» **Prompt**:
Report each line of the entries below that has the word "gray" in it.

» **Available data**:
----------------------------------------

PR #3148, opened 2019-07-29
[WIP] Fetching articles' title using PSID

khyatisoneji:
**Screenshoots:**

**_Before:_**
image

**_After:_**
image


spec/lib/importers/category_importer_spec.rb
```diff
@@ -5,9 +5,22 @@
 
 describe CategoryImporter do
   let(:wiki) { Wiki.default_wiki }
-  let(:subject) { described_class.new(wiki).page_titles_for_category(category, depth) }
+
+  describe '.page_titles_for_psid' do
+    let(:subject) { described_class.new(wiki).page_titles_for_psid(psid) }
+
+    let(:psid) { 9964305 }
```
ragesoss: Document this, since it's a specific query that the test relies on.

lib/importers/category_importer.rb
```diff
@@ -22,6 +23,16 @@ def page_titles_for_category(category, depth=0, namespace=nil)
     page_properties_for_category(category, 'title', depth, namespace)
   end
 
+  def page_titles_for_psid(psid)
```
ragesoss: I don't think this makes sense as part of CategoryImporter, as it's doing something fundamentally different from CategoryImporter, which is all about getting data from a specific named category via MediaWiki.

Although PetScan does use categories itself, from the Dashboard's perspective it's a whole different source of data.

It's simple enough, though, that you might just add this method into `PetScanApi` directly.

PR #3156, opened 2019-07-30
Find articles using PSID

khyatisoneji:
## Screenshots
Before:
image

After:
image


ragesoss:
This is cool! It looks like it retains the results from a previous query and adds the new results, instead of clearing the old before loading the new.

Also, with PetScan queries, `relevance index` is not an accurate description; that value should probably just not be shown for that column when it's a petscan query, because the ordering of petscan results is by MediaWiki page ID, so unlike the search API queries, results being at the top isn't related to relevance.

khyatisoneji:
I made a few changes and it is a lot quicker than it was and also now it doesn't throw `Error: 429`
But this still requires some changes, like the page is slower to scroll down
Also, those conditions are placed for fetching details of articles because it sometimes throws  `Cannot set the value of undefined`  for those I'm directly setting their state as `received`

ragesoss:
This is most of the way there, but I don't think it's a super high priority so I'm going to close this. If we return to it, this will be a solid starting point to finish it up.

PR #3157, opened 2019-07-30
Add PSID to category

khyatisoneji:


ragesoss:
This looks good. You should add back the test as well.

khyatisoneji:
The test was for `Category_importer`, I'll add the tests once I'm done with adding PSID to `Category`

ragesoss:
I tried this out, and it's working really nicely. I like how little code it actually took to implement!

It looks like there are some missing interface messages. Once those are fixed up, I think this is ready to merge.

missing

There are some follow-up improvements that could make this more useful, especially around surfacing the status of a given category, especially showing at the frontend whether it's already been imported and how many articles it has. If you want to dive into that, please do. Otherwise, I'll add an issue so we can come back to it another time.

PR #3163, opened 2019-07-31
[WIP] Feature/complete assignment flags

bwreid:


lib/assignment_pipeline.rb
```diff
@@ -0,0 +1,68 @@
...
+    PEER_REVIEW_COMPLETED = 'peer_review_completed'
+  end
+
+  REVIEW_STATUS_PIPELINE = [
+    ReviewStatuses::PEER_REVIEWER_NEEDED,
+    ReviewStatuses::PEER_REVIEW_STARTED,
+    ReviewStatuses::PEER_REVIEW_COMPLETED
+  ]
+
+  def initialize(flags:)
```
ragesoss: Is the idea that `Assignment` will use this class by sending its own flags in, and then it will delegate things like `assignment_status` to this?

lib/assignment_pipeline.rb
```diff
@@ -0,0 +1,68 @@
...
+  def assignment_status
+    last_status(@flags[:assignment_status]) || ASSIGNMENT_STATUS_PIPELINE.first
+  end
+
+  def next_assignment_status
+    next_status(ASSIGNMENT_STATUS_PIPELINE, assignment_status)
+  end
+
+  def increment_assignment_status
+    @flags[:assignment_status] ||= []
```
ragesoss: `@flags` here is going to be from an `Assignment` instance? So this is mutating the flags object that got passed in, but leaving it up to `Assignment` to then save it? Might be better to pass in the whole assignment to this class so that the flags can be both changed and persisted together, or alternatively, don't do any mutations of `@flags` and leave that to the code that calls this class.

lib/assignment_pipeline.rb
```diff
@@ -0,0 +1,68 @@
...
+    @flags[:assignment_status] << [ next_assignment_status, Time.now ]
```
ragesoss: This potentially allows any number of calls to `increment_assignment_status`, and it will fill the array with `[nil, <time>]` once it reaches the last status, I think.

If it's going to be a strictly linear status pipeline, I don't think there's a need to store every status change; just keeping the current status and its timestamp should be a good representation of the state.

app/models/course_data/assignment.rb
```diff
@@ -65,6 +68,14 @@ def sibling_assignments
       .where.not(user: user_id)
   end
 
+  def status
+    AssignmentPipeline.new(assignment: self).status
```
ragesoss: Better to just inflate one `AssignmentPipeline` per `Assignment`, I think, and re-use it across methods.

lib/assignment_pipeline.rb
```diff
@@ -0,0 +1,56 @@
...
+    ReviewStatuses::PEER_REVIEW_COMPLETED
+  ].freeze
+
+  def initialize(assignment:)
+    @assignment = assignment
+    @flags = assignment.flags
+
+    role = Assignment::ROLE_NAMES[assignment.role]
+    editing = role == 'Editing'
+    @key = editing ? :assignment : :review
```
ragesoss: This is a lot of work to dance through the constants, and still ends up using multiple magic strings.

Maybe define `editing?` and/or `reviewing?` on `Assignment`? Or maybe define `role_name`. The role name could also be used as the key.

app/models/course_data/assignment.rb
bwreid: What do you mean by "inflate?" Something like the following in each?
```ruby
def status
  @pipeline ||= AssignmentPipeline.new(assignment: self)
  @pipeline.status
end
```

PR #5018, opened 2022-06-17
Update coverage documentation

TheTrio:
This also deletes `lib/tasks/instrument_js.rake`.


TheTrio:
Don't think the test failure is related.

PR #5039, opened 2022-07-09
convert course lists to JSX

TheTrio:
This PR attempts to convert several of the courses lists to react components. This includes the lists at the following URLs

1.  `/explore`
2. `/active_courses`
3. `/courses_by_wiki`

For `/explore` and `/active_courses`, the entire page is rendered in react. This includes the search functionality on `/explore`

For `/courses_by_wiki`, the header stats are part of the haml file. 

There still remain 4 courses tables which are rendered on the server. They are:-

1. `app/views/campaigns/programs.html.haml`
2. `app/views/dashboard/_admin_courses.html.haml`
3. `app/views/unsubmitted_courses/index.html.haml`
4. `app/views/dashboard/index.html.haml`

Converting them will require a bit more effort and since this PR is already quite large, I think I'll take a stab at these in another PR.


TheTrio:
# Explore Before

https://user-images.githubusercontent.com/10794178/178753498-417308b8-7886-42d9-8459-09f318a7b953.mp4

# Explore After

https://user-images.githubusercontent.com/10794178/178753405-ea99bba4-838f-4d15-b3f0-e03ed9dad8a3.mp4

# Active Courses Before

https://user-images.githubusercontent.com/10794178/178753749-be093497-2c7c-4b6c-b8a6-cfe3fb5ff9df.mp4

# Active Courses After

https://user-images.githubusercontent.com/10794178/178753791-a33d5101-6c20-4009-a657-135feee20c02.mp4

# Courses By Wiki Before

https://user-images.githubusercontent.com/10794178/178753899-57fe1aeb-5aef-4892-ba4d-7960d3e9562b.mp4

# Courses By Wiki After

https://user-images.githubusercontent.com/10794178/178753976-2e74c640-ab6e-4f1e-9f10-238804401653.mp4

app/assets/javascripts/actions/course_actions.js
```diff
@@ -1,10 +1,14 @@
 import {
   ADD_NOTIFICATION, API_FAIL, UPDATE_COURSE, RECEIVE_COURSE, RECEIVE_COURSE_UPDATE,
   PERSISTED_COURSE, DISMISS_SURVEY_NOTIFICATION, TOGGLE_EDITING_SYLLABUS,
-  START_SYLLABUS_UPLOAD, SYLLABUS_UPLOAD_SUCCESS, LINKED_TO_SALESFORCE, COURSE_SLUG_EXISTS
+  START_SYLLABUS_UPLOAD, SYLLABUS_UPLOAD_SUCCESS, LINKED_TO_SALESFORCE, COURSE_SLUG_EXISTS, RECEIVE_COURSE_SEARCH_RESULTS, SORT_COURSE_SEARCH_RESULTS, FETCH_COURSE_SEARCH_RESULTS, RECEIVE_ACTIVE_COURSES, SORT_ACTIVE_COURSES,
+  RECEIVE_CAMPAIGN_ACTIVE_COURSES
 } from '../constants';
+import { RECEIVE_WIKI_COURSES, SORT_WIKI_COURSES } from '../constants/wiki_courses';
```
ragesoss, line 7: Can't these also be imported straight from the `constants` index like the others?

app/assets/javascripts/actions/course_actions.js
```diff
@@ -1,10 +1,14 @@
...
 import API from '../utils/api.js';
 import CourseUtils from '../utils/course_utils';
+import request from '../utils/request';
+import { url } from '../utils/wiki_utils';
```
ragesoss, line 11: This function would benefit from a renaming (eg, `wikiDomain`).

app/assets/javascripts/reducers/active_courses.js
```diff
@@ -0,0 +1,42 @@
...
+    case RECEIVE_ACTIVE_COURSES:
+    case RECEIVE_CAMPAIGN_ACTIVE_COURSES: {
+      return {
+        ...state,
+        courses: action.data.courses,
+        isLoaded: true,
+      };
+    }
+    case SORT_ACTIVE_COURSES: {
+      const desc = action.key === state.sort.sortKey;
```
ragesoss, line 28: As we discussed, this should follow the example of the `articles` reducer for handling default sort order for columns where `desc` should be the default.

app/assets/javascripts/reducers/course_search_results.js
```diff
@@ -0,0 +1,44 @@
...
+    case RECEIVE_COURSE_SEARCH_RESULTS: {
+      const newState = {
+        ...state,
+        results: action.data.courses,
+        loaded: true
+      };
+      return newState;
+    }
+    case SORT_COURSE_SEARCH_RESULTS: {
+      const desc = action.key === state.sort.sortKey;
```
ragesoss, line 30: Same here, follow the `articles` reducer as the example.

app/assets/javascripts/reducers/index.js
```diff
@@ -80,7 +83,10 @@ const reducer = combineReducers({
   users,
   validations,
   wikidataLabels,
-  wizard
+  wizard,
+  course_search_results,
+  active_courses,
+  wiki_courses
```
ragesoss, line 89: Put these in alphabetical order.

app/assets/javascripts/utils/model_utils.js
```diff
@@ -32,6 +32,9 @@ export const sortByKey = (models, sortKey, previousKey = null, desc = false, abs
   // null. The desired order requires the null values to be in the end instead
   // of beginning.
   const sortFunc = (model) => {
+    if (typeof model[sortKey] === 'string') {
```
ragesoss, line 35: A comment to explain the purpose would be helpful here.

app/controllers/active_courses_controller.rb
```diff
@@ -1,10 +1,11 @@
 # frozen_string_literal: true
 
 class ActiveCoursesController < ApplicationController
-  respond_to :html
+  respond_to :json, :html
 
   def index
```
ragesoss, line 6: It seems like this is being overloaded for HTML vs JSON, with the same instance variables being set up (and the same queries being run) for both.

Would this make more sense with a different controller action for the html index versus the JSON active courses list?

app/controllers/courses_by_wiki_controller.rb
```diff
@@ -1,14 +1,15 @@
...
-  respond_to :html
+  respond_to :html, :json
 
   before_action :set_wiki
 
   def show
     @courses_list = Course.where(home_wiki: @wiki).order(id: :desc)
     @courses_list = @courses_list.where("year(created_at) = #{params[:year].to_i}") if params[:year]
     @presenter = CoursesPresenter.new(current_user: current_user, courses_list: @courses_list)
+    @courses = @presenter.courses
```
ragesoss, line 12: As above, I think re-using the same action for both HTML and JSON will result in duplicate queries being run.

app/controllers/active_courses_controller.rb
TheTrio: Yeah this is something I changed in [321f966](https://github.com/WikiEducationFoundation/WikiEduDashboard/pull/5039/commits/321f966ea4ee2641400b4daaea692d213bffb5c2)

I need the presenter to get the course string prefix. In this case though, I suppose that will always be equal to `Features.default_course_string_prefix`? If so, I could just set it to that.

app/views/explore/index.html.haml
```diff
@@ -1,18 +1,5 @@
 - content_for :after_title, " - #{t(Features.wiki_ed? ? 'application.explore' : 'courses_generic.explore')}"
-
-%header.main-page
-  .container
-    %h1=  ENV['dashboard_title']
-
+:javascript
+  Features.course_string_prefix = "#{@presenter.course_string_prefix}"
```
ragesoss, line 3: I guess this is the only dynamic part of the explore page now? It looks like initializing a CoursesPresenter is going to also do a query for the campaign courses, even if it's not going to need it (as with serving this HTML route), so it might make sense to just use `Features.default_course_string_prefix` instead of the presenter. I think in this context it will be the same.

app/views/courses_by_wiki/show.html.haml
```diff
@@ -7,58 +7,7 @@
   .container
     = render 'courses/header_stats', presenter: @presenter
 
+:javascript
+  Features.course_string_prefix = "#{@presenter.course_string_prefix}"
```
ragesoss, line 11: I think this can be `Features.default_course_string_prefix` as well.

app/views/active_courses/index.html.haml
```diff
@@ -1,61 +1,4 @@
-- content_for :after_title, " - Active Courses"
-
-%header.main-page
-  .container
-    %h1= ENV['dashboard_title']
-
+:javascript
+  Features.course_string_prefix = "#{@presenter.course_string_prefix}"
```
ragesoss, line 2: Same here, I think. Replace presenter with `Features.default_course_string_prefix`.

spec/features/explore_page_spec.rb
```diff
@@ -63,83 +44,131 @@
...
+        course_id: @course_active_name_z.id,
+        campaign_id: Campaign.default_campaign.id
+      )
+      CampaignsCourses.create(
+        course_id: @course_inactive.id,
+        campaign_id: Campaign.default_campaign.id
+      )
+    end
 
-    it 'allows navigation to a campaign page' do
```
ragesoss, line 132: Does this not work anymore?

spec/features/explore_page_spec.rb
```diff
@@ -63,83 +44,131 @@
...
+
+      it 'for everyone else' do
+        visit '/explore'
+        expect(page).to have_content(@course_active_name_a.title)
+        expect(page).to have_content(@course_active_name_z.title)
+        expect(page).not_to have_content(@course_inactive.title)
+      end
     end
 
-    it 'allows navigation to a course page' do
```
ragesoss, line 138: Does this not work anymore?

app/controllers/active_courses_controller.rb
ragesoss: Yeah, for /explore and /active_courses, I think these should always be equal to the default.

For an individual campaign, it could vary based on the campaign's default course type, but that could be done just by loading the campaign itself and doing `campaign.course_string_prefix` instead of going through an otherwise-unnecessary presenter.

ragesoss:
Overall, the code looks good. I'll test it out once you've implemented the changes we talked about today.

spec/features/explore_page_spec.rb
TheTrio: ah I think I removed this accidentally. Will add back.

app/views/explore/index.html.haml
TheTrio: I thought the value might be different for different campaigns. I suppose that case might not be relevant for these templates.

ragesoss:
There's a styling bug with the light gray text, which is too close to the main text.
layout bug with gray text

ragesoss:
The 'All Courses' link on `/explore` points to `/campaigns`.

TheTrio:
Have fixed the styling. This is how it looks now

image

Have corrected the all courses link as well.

----------------------------------------

» **Result for this task**:
There's a styling bug with the light gray text, which is too close to the main text.
layout bug with gray text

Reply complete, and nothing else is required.